> [To do] For this exercise, report every line of the material that includes "many".

> [Available data]
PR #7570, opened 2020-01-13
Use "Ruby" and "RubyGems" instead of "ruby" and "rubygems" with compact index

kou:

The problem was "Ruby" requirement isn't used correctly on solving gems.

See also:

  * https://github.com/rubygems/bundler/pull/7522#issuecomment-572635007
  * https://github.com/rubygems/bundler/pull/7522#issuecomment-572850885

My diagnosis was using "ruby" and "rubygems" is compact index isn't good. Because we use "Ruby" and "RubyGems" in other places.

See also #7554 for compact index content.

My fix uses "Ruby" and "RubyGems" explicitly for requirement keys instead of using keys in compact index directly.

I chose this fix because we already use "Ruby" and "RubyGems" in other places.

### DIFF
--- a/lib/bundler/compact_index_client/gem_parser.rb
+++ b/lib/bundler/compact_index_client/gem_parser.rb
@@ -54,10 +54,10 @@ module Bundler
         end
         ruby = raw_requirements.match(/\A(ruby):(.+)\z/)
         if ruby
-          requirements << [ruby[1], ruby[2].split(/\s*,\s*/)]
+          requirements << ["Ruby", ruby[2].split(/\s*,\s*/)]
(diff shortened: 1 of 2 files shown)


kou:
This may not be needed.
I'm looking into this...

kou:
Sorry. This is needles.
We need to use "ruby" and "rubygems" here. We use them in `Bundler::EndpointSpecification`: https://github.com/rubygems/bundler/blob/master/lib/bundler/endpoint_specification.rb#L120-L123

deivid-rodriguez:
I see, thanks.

---

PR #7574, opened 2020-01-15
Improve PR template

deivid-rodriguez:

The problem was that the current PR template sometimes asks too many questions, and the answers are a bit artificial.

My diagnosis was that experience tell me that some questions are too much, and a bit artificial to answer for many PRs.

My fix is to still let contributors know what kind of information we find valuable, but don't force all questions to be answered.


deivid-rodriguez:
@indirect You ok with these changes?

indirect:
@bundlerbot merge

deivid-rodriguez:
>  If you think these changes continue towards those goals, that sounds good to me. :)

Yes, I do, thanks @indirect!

> [Reply to the exercise]
The problem was that the current PR template sometimes asks too many questions, and the answers are a bit artificial.
My diagnosis was that experience tell me that some questions are too much, and a bit artificial to answer for many PRs.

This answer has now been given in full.